» Collected data
◇ ◇ ◇ ◇ ◇ ◇ ◇
Issue #117, opened 2017-04-06
add support for "runs on host" for VM detail


jelkosz:
This could be an integration point between the cockpit-machines(-ovirt-provider) and ovirt-web-ui. 

The flow could be like this:
- When opening the VM detail, checking if the user can see also the host on which the VM is running on (not sure how, maybe need to check the permissions of the user, maybe could be understood from the REST response of the GET /vms/<vm id>.
- If the user does have permission to see it, add a new field "runs on host" to the VM detail
- next to the value, there should be a link or button saying "go to host" which would redirect to that host's cockpit

mareklibra:
For longer host name:
![01_longername](https://user-images.githubusercontent.com/17194943/27470169-e9cabe54-57f2-11e7-90b0-0908e66d8da8.png)

and narrow screen:
![02_narrowscreen](https://user-images.githubusercontent.com/17194943/27470170-e9cd6d70-57f2-11e7-85a6-6e08ce16361c.png)

What about rendering the `(on [HOST_NAME])` separately as a first entry of the second column (right above the `Consoles`).
Sort of `Runs on:      [LINK_TO_HOST]`

Issue #247, opened 2017-06-21
VM in pause state doesn't have any icon with tooltip


leistnerova:
also in detail is only 'paused' with no icon

![screenshot from 2017-06-21 12-46-21](https://user-images.githubusercontent.com/29575480/27380508-b30a4912-567f-11e7-9699-5d037c1d5345.png)

michalskrivanek:
can we also display the pause reason in a tooltip? IO/user/no space

mareklibra:
@michalskrivanek , within https://github.com/oVirt/ovirt-web-ui/pull/250 the `status_detail` is added, see screenshot there.

PR #250, opened 2017-06-22
Add "Runs on host" info

mareklibra:
Admin user can link-through to Cockpit running on a host with particular VM.

Fixes: https://github.com/oVirt/ovirt-web-ui/issues/117


mareklibra:
See the hyperlink in the `status` filed:

runonhost

mareklibra:
For longer host name:
01_longername

and narrow screen:
02_narrowscreen

What about rendering the `(on [HOST_NAME])` separately as a first entry of the second column (right above the `Consoles`).
Sort of `Runs on:      [LINK_TO_HOST]`

mareklibra:
Anyway, we shall avoid additional field

mareklibra:
What about this? @jelkosz , @jniederm 
How to rephrase?
hostconsole

mareklibra:
For non-admin user:
nonadmin

jelkosz:
@mareklibra 
 - maybe instead of "On" I would put "Runs on host: ..."
 - the hostname should look like you can click it so you know it you can click it

mareklibra:
runsonhost

jelkosz:
@mareklibra 👍

jniederm:
I have doubts about the tooltip solution. As a new user to webui, how am I supposed to find it? <kbd>Ctrl+F</kbd> couldn't work. I'd prefer regular additional name-value widget.

mareklibra:
Let's try it this way. We can change to name-value solution or something even better later.
The reasons for preferring the per-click context information now are:
- it's a pattern in web-ui to use blue-style of `<a href>` to route and gray-underlined-style to denote local context-aware additional information
- so the user knows the `[status]` can be clicked since the notation is used on other places as well
- I don't think the user will search (like Ctrl+F) for host name on the VmDetail page. It's for a single VM. 
- We might add new `Hosts` tab listing all VMs defined on particular host (+ more host info), if needed. Would be linked from the VmPage as well.
- This cockpit-link is rendered for admin users only (not the "typical" kind of users)
- context information of the `[status]` is used for other kind of information, like `status reason` - see later commit in this PR. So it's not single-purpose.
- the page shall provide sufficient amount of information but not too much to keep it understandable at the first glance. This is sort of "advanced" information and adding extra field for it is overwhelming in my opinion.
- Maybe we will be forced to split the recent layout of VmDetail page to "sort of subtabs or so" in the future. Anyway, I would like to avoid/postpone it as much as possible.

The web-ui is focused on standard, non-admin users. We have to keep the presented information at minimal useful level. For more details, there's webadmin.

mareklibra:
Enriched for status reason (requested in https://github.com/oVirt/ovirt-web-ui/issues/247):
statusreason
◇ ◇ ◇ ◇ ◇ ◇ ◇
» Task description
The data above should be returned exactly as written.

» Reply
Issue #117, opened 2017-04-06
add support for "runs on host" for VM detail


jelkosz:
This could be an integration point between the cockpit-machines(-ovirt-provider) and ovirt-web-ui. 

The flow could be like this:
- When opening the VM detail, checking if the user can see also the host on which the VM is running on (not sure how, maybe need to check the permissions of the user, maybe could be understood from the REST response of the GET /vms/<vm id>.
- If the user does have permission to see it, add a new field "runs on host" to the VM detail
- next to the value, there should be a link or button saying "go to host" which would redirect to that host's cockpit

mareklibra:
For longer host name:
![01_longername](https://user-images.githubusercontent.com/17194943/27470169-e9cabe54-57f2-11e7-90b0-0908e66d8da8.png)

and narrow screen:
![02_narrowscreen](https://user-images.githubusercontent.com/17194943/27470170-e9cd6d70-57f2-11e7-85a6-6e08ce16361c.png)

What about rendering the `(on [HOST_NAME])` separately as a first entry of the second column (right above the `Consoles`).
Sort of `Runs on:      [LINK_TO_HOST]`

Issue #247, opened 2017-06-21
VM in pause state doesn't have any icon with tooltip


leistnerova:
also in detail is only 'paused' with no icon

![screenshot from 2017-06-21 12-46-21](https://user-images.githubusercontent.com/29575480/27380508-b30a4912-567f-11e7-9699-5d037c1d5345.png)

michalskrivanek:
can we also display the pause reason in a tooltip? IO/user/no space

mareklibra:
@michalskrivanek , within https://github.com/oVirt/ovirt-web-ui/pull/250 the `status_detail` is added, see screenshot there.

PR #250, opened 2017-06-22
Add "Runs on host" info

mareklibra:
Admin user can link-through to Cockpit running on a host with particular VM.

Fixes: https://github.com/oVirt/ovirt-web-ui/issues/117


mareklibra:
See the hyperlink in the `status` filed:

runonhost

mareklibra:
For longer host name:
01_longername

and narrow screen:
02_narrowscreen

What about rendering the `(on [HOST_NAME])` separately as a first entry of the second column (right above the `Consoles`).
Sort of `Runs on:      [LINK_TO_HOST]`

mareklibra:
Anyway, we shall avoid additional field

mareklibra:
What about this? @jelkosz , @jniederm 
How to rephrase?
hostconsole

mareklibra:
For non-admin user:
nonadmin

jelkosz:
@mareklibra 
 - maybe instead of "On" I would put "Runs on host: ..."
 - the hostname should look like you can click it so you know it you can click it

mareklibra:
runsonhost

jelkosz:
@mareklibra 👍

jniederm:
I have doubts about the tooltip solution. As a new user to webui, how am I supposed to find it? <kbd>Ctrl+F</kbd> couldn't work. I'd prefer regular additional name-value widget.

mareklibra:
Let's try it this way. We can change to name-value solution or something even better later.
The reasons for preferring the per-click context information now are:
- it's a pattern in web-ui to use blue-style of `<a href>` to route and gray-underlined-style to denote local context-aware additional information
- so the user knows the `[status]` can be clicked since the notation is used on other places as well
- I don't think the user will search (like Ctrl+F) for host name on the VmDetail page. It's for a single VM. 
- We might add new `Hosts` tab listing all VMs defined on particular host (+ more host info), if needed. Would be linked from the VmPage as well.
- This cockpit-link is rendered for admin users only (not the "typical" kind of users)
- context information of the `[status]` is used for other kind of information, like `status reason` - see later commit in this PR. So it's not single-purpose.
- the page shall provide sufficient amount of information but not too much to keep it understandable at the first glance. This is sort of "advanced" information and adding extra field for it is overwhelming in my opinion.
- Maybe we will be forced to split the recent layout of VmDetail page to "sort of subtabs or so" in the future. Anyway, I would like to avoid/postpone it as much as possible.

The web-ui is focused on standard, non-admin users. We have to keep the presented information at minimal useful level. For more details, there's webadmin.

mareklibra:
Enriched for status reason (requested in https://github.com/oVirt/ovirt-web-ui/issues/247):
statusreason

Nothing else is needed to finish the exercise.